EXERCISE BRIEF
Report the count of lines holding "subtree" in the records, with no other words.

Stored data entries:
────────────────────
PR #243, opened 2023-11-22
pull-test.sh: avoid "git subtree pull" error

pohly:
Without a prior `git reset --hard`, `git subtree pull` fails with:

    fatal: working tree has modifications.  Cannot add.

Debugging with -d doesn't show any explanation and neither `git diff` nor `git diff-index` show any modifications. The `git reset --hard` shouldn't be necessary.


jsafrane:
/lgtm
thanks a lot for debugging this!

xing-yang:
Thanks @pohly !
────────────────────
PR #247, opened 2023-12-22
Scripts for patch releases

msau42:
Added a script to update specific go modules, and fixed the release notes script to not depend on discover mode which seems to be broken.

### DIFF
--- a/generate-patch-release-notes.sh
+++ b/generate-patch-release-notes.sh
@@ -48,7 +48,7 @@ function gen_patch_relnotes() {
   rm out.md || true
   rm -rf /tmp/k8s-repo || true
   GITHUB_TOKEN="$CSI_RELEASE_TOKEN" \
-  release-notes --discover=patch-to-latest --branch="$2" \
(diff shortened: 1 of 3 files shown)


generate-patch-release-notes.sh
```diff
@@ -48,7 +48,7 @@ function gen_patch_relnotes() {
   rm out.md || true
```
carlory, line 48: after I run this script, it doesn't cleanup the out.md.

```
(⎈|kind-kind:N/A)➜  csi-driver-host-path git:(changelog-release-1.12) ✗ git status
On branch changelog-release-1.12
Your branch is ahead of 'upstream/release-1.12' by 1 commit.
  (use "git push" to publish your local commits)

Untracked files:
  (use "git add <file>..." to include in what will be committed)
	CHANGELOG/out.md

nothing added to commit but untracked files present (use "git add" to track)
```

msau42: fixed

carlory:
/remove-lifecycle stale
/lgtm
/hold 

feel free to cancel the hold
────────────────────
WRITTEN SOLUTION
2